During that time, enrolled members of the Osage Indian nation were among the wealthiest people per capita in the world. The rich oil fields beneath their reservation brought millions of dollars into the tribe annually, distributed to tribal members holding "headrights" that could not be bought or sold but only inherited. This vast wealth attracted the attention of unscrupulous whites who found ways to divert it to themselves by marrying Osage women or by having Osage declared legally incompetent so the whites could fleece them through the administration of their estates.
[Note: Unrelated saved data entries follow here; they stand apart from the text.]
PR #3024, opened 2019-11-12
Fix links to Jersey Client API

maffe:
There are still old URLs in [other files](https://github.com/dropwizard/dropwizard/search?q=%22jersey.github.io%22). I don’t know whether they should point to the latest Jersey version or the one Dropwizard actually uses (which would take some effort to keep in sync).


joschi:
@maffe Thanks for your contribution!

PR #3036, opened 2019-11-23
Remove Stack Trace Printing In Task Servlet To Remove Potential Security Vulnerability

cwilbur12:
###### Problem:
Information from a stack trace propagates to an external user. Stack traces can unintentionally reveal implementation details that are useful to an attacker for developing a subsequent exploit.
###### Solution:
Remove printing of stack trace in `TaskServlet`

### DIFF
--- a/dropwizard-servlets/src/main/java/io/dropwizard/servlets/tasks/TaskServlet.java
+++ b/dropwizard-servlets/src/main/java/io/dropwizard/servlets/tasks/TaskServlet.java
@@ -129,7 +129,6 @@ public class TaskServlet extends HttpServlet {
                 resp.setStatus(HttpServletResponse.SC_INTERNAL_SERVER_ERROR);
                 output.println();
                 output.println(e.getMessage());
-                e.printStackTrace(output);
             } finally {
                 output.close();
             }


joschi:
@cwilbur12 Thanks for your contribution!

The admin interface is not supposed to be exposed to the world. It should be protected so that only you can access it.

I agree that the information in the task servlet can be used for exploration of the system, but if an attacker has access to the admin interface of your Dropwizard application, I think you're already in quite some trouble.

Any further thoughts on this?

j4n1:
> @cwilbur12 Thanks for your contribution!
> 
> The admin interface is not supposed to be exposed to the world. It should be protected so that only you can access it.
> 

Not supposed to be, but reality is that it will for various reasons.

> I agree that the information in the task servlet can be used for exploration of the system, but if an attacker has access to the admin interface of your Dropwizard application, I think you're already in quite some trouble.
> 
> Any further thoughts on this?

Defense in depth and secure by default are good reasons, not exposing information that is being logged just a few lines above is IMHO a good practice. 
I'd go even further and remove  `output.println(e.getMessage());` as well, and print generic message that something went wrong. My 2¢

joschi:
We've made this a configuration setting instead of disabling printing the stack trace completely.

Your input/review on #3037 would be appreciated. 😃

cwilbur12:
> > @cwilbur12 Thanks for your contribution!
> > The admin interface is not supposed to be exposed to the world. It should be protected so that only you can access it.
> 
> Not supposed to be, but reality is that it will for various reasons.
> 
> > I agree that the information in the task servlet can be used for exploration of the system, but if an attacker has access to the admin interface of your Dropwizard application, I think you're already in quite some trouble.
> > Any further thoughts on this?
>

I agree completely here you are probably in real tough shape if they have access to the admin interface. At the same time I just thought it was better practice to just remove it and obfuscate with a more generic logger based message that is already being logged above if there wasn't a very strong reason to keep it. 

> Defense in depth and secure by default are good reasons, not exposing information that is being logged just a few lines above is IMHO a good practice.
> I'd go even further and remove `output.println(e.getMessage());` as well, and print generic message that something went wrong. My 2¢


My original thought was also to remove `output.println(e.getMessage());` as well but that broke test `SslReloadAppTest.badReloadDoesNotChangeTheServerCertificate()` which was beyond my desired scope of digging into the issue so I just added it back in and removed what I thought was a larger vulnerability which was the stack trace itself.


I am completely fine closing if there are better reasons to making it configurable I was just removing from a "good practice" perspective. All valuable points raised for keeping it though. Thanks for the feedback guys! Keep up the amazing work.

PR #3043, opened 2019-12-01
Make tests more stable by using JSONAssert equals

contextshuffling:
###### Problem:

Tests in `io/dropwizard/views/freemarker/MultipleContentTypeTest.java` uses `jackson` to serialize objects into json and assert the serialized results with several hard-coded strings. However, the order of serialized json is not guaranteed so tests may fail if the order is different. So tests may fail or pass without any changes made to the source code and cannot serve as good regression tests.

###### Solution:

This PR proposes to use `JSONAssert` and modify the corresponding json test assertions
###### Result:

Tests become no longer flaky.


joschi:

I've decided to tackle this without the additional dependency in #3056.

Issue #3053, opened 2019-12-07
Length validation in example doesn't work


acsbendi:
I created the simple example app based on the [Getting Started guide](https://www.dropwizard.io/en/stable/getting-started.html), and I run into a problem. The `Saying` class has the `@Length(max = 3)` annotation on its `content` property (see [here](https://github.com/dropwizard/dropwizard/blob/ecb4331543d17ee5bbea6e940ee947a33feb3622/dropwizard-example/src/main/java/com/example/helloworld/api/Saying.java#L9)), The guide states 
> Lastly, the bean leverages validation to ensure the content size is no greater than 3.

This, to my understanding, should prevent any attempt to assign a string longer than 3 characters to the `content` property.

However, this does not seem to work. For example, when running `curl localhost:8080/hello-world`, the `content` will be `"Hello, Stranger!"` which is clearly longer than 3 characters. 

Please let me know if I'm misunderstanding something.

skradel:
I'm inclined to agree with you that the example given in the Getting Started guide is somewhat nonsensical; type "Saying" is only used as a return value type from a resource method, whereas most validation situations are more concerned with validating user input, e.g. validating a POSTed bean or validating URL query parameters.

That said, adding the annotation to the resource method as "public @Valid Saying sayHello" could be used to show a more unusual usage to generate HTTP 5xx errors, where the server found the user's request acceptable but was unable to generate a valid response.

acsbendi:
@skradel Yes, it could be simply removed. I just had the assumption that it's there to show some functionality, disregarding whether it actually makes sense or not. But then again, it didn't seem to have any.

Even that version with the `@Valid` annotation would be better I think, because at least the `@Length(max = 3)` would have some functionality.

joschi:
@acsbendi Thanks for reporting this!

Would you or @skradel be able to provide a PR to improve our example project?

acsbendi:
@joschi You're welcome!

Do you think it's enough to just remove this annotation and the related text? Or do you have an idea for a more useful way of having this annotation?

acsbendi:
Fixed in #3082.

PR #3082, opened 2019-12-25
Example validation annotations

HarryEH:
https://github.com/dropwizard/dropwizard/issues/3053

###### Problem:
As described in the Issue #3053, the Saying validation annotation doesn't entirely make sense. 

###### Solution:
I have removed the ```@Max``` annotation from the ```Saying``` class and removed the ```@Valid``` annotation from the resource. To still show the annotation in use I have modified the ```Person``` class in core and the people resource to reflect that. I have also added a test to show the validation in action on the resource.

###### Result:
I know adding age to a person isn't a particularly sensible thing  to do normally, but it is a good way to show basic use of these annotations in action. Feedback on the test would also be appreciated, without an exception mapper I'm not sure what to test for - other than what I have implemented.

### DIFF
--- a/docs/source/getting-started.rst
+++ b/docs/source/getting-started.rst
@@ -349,7 +349,6 @@ To model this representation, we'll create a representation class:
     public class Saying {
         private long id;
 
-        @Length(max = 3)
         private String content;
 
         public Saying() {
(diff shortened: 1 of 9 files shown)


HarryEH:
> Seems good overall, some minor things:
> 
> * if you'd like to make the example a bit more sensible, perhaps you could use a year of birth field instead of age. `@Max` and `@Min` would work with that too.
> * the documentation also needs to be updated, the line "Lastly, the bean leverages validation to ensure the content size is no greater than 3." should be removed from [here](https://github.com/dropwizard/dropwizard/blob/master/docs/source/getting-started.rst).

Thanks!! I have made the changes suggested, and updated the documentation 😄. Also added a test for the ```@Max(value = 9999)```.

PR #3120, opened 2020-01-29
Fix thread safety issue with eTag calculation.

### LINKED ISSUE #3119: Unsynchronized access to shared CRC32 in AssetServlet
As part of migrating from Guava in #2400, the AssetServlet was updated to remove Guava dependencies and migrated from murmur3_128 hash to use CRC32. However, it appears this new logic contains a race condition where invalid hashes can be calculated:

https://github.com/dropwizard/dropwizard/blob/aa1e301bfedbc8b5cbe27ef8cfa42b68f8a47038/dropwizard-servlets/src/main/java/io/dropwizard/servlets/assets/AssetServlet.java#L50-L51

In this location, it is using a static CRC32 instance without synchronization, so if multiple assets are cached at the same time this could lead to invalid eTags.

pkwarren:
Previously, a static CRC32 instance was created and shared across
requests. When assets are requested across multiple threads, the
underlying CRC32 could be calculated inconsistently.

Updated the code to create a new CRC32 instance for each request.
Alternatively, a ThreadLocal could be used if this is determined to be a
major performance issue.

Fixes #3119.

### DIFF
--- a/dropwizard-servlets/src/test/java/io/dropwizard/servlets/assets/AssetServletTest.java
+++ b/dropwizard-servlets/src/test/java/io/dropwizard/servlets/assets/AssetServletTest.java
@@ -11,7 +11,16 @@ import org.junit.jupiter.api.BeforeEach;
 import org.junit.jupiter.api.Test;
 
 import javax.annotation.Nullable;
+
+import java.nio.ByteBuffer;
 import java.nio.charset.StandardCharsets;
+import java.util.ArrayList;
+import java.util.HashSet;
+import java.util.List;
+import java.util.Set;
+import java.util.concurrent.CountDownLatch;
+import java.util.concurrent.ForkJoinPool;
+import java.util.concurrent.Future;
 
 import static org.assertj.core.api.Assertions.assertThat;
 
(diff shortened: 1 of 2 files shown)


dropwizard-servlets/src/test/java/io/dropwizard/servlets/assets/AssetServletTest.java
```diff
@@ -145,12 +154,28 @@ public void consistentlyAssignsETags() throws Exception {
...
+            }));
+        }
+        latch.countDown();
+        final Set<String> eTags = new HashSet<>();
+        for (Future<String> future : futures) {
+            eTags.add(future.get());
+        }
+        assertThat(eTags)
+            .describedAs("eTag generation should be consistent with concurrent requests")
+            .hasSize(1);
```
pkwarren: Without this fix, this test failed with:

```
[ERROR] Failures: 
[ERROR]   AssetServletTest.consistentlyAssignsETags:175 [eTag generation should be consistent across threads] 
Expected size:<1> but was:<3> in:
<[""0"", ""1a94de8e"", ""e7bd7e8e""]>
```

joschi:
@pkwarren Thank you very much for your contribution!

PR #5871, opened 2022-09-14
Upgrade to hibernate-core 6.1.3

### LINKED ISSUE #5168: Upgrade to Hibernate ORM 6.0.x
- https://hibernate.org/orm/releases/6.0/
- https://in.relation.to/2022/03/31/orm-60-final/

zUniQueX:
Refs #5168 

After looking at the Hibernate 6.0.x and 6.1.x migration guides and the Jackson hibernate module, I think we can upgrade Hibernate to 6.1.x while using the Jackson module for the 5.x series using the `jakarta` namespace.

This introduces the following changes:
 - drop support for `jadira.usertype`. The latest version (7.0.0.CR1) is from 2018 and the library hasn't provided Hibernate 6 support yet
 - drop Hibernate `Criteria`: The methods to provide `Criteria` instances were deprecated and are removed in Hibernate 6
 - removal of `Serializable` as id restriction: Hibernate 6 supports any `Object` as id, so the restriction for an id object to implement `Serializable` got removed. Therefore the method signatures have to be changed to support all `Object`s
 - `uniqueElement`: The `uniqueElement` method was moved to `AbstractSelectionQuery` and the access modifier was changed to `protected`. Therefore add a small utility method which mirrors the behaviour
 - removal of `AvailableSettings.USE_NEW_ID_GENERATOR_MAPPINGS`: The `AvailableSettings.USE_NEW_ID_GENERATOR_MAPPINGS` property was removed. As the default value was `true` before, simply remove setting the property

### DIFF
--- a/dropwizard-dependencies/pom.xml
+++ b/dropwizard-dependencies/pom.xml
@@ -31,7 +31,7 @@
         <error_prone.version>2.15.0</error_prone.version>
         <freemarker.version>2.3.31</freemarker.version>
         <guava.version>31.1-jre</guava.version>
-        <hibernate-core.version>5.6.11.Final</hibernate-core.version>
+        <hibernate-core.version>6.1.3.Final</hibernate-core.version>
         <hibernate-validator.version>7.0.5.Final</hibernate-validator.version>
         <hk2.version>3.0.3</hk2.version>
         <httpclient.version>5.1.3</httpclient.version>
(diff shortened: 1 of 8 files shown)


joschi (approved):
LGTM, thank you!

The Jadira Usertypes library should probably have been removed from Dropwizard much earlier. Thanks for finally doing it!

joschi:
@zUniQueX Given that [Hibernate ORM 6.1.x](https://hibernate.org/orm/releases/6.1/) supports Jakarta Persistence 3.0, should we target this PR for Dropwizard 3.0.x instead for 4.0.x?

zUniQueX:
Jakarta Persistence API 3.0 is included in Jakarta EE 9 and therefore already includes the "big bang change". Am I missing something at compatibility to Java EE 8?

joschi:
@zUniQueX You're right. I've mixed up JPA 2.2 and Jakarta Persistence 3.0, both of which are supported by Hibernate ORM 5.6.x.

zUniQueX:
> The Jadira Usertypes library should probably have been removed from Dropwizard much earlier. Thanks for finally doing it!

@joschi Should we drop the Jadira library for 3.x too to simplify the migration path?

PR #6134, opened 2022-10-27
Fixed Possible Json Ordering Permutations Problem in Tests

BoyuLi4:
# Summary

Following the problem of flakiness that occurred in the test file
`dropwizard-health io.dropwizard.health.response.JsonHealthResponseProviderTest`
with below three tests
```
shouldHandleMultipleHealthStateViewsCorrectly
shouldHandleSingleHealthStateViewCorrectly
```
The test flakiness is due to comparisons between Json Strings and outputs from
`response.getMessage()` which is an Object in JSON format that compare with a JSON file locates in the `resources `file.

However, JsonObject does not guarantee entry orders, its object is an unordered set of name/value pairs, and internal permutations may occur in the output as JSON String.

## Brief changelog

Since JSON library `com.fasterxml.jackson.databind.ObjectMapper` is used in the current project, I use `mapper.readTree(JSON String)` when comparing them, thus the equals() method ignores the order and treats them as equal.This will make the test more stable.

## Verifying this change

This test avoids nested or different orders of JSON strings that cause flaky errors.
Since I didn't touch any Source code, it should be no impact on the project.
And it passed the local test with.`mvn clean install -P contrib-check`

### DIFF
--- a/dropwizard-health/src/test/java/io/dropwizard/health/response/JsonHealthResponseProviderTest.java
+++ b/dropwizard-health/src/test/java/io/dropwizard/health/response/JsonHealthResponseProviderTest.java
@@ -25,6 +25,7 @@ import java.util.Optional;
 import static java.nio.charset.StandardCharsets.UTF_8;
 import static org.assertj.core.api.Assertions.assertThat;
 import static org.assertj.core.api.Assertions.assertThatThrownBy;
+import static org.junit.jupiter.api.Assertions.assertEquals;
 import static org.mockito.ArgumentMatchers.any;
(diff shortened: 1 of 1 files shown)


zUniQueX:
Hi @BoyuLi4. Thanks for your contribution!

The changes look good. Just a stylistic suggestion: we mostly use AssertJ assertions and not the assertions from JUnit. Would you mind converting your assertions to the AssertJ equivalents?

BoyuLi4:
Hi,
I deleted the JUnit test and changed it to AssertJ. Hope it looks better now.

joschi (approved):

PR #6177, opened 2022-11-10
Update dependency com.fasterxml.jackson:jackson-bom to v2.14.0 (release/2.1.x)

tingstad:
Jackson 2.13 -> 2.14.0 to avoid CVE-2022-40153

The currently used jackson-bom [references](https://github.com/FasterXML/jackson-bom/blob/jackson-bom-2.13.4.20221013/pom.xml#L63) jackson-dataformat-xml 2.13.4 which [depends](https://github.com/FasterXML/jackson-dataformat-xml/blob/jackson-dataformat-xml-2.13.4/pom.xml#L90) on `woodstox-core:6.3.1`.

woodstox-core >= 6.0.0, < 6.4.0 is affected by a high severity vulnerability alert,  CVE-2022-40153.

jackson-dataformat 2.14.0, [via](https://github.com/FasterXML/jackson-bom/blob/jackson-bom-2.14.0/pom.xml#L63) jackson-bom 2.14.0, has updated the [dependency](https://github.com/FasterXML/jackson-dataformat-xml/blob/jackson-dataformat-xml-2.14.0/pom.xml#L90) to 6.4.0 which does not have the vulnerability.

### DIFF
--- a/dropwizard-dependencies/pom.xml
+++ b/dropwizard-dependencies/pom.xml
@@ -36,7 +36,7 @@
         <hk2.version>2.6.1</hk2.version>
         <httpclient.version>4.5.13</httpclient.version>
         <httpcore.version>4.4.15</httpcore.version>
-        <jackson.version>2.13.4.20221013</jackson.version>
+        <jackson.version>2.14.0</jackson.version>
         <jakarta.annotation-api.version>1.3.5</jakarta.annotation-api.version>
         <jakarta.el.version>3.0.4</jakarta.el.version>
         <jakarta.inject-api.version>1.0.5</jakarta.inject-api.version>


joschi:
@tingstad Thanks for your contribution.

Dropwizard 2.1.x will not update to Jackson 2.14.x for compatibility reasons and the 3.0.x (#6178) and 4.0.x (#6179) branches have already been updated.

Dropwizard is neither using `jackson-dataformat-xml` nor Woodstox, so I would classify the risk as minimal.

This being said, you should be able to override the version of Jackson brought in by Dropwizard by importing the Jackson BOM in the desired version into your project.

tingstad:
Thank you for the info. Are the compatibility reasons something I should be worried about when overriding the Jackson BOM in combination with Dropwizard 2.1 in my project?

joschi:
> Are the compatibility reasons something I should be worried about when overriding the Jackson BOM in combination with Dropwizard 2.1 in my project?

None that I know of. The tests of Dropwizard 2.1.x are also green with Jackson 2.14.0 (see #6171), so I wouldn't expect any very obvious breaking changes.

mattnelson:
> Dropwizard 2.1.x will not update to Jackson 2.14.x for compatibility reasons and the 3.0.x (#6178) and 4.0.x (#6179) branches have already been updated.

Can you provide more details on the compatibility issues? Jackson is a frequent source of CVEs. If 2.1.x is no longer compatible with future jackson releases that creates a situation similar to the 2.1.x/slf4j-2.x discussion where your options would be vulnerable or upgrade to a beta version.
https://github.com/dropwizard/dropwizard/discussions/5821#discussioncomment-3588434

joschi:
> Can you provide more details on the compatibility issues?

As mentioned before, the tests of Dropwizard 2.1.x are all green with [Jackson 2.14.0](https://github.com/FasterXML/jackson/wiki/Jackson-Release-2.14), so at least from that perspective it's compatible.

But this doesn't mean that none of the users of Dropwizard 2.1.x will run into any issues, so we follow a conservative update strategy in this case. Again, if you want to use Jackson 2.14.0 in your projects, that's perfectly possible by importing the Jackson 2.14.0 BOM into it.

For some, however, these deceptive tactics were not enough, and a plague of violent death—by shooting, poison, orchestrated automobile accident, and bombing—began to decimate the Osage in what they came to call the "Reign of Terror." Corrupt and incompetent law enforcement and judicial systems ensured that the perpetrators were never found or punished until the young J. Edgar Hoover saw cracking these cases as a means of burnishing the reputation of the newly professionalized FBI. Bestselling New Yorker staff writer Grann (The Devil and Sherlock Holmes: Tales of Murder, Madness, and Obsession, 2010, etc.) follows Special Agent Tom White and his assistants as they track the killers of one extended Osage family through a closed local culture of greed, bigotry, and lies in pursuit of protection for the survivors and justice for the dead. But he doesn't stop there; relying almost entirely on primary and unpublished sources, the author goes on to expose a web of conspiracy and corruption that extended far wider than even the FBI ever suspected. This page-turner surges forward with the pacing of a true-crime thriller, elevated by Grann's crisp and evocative prose and enhanced by dozens of period photographs.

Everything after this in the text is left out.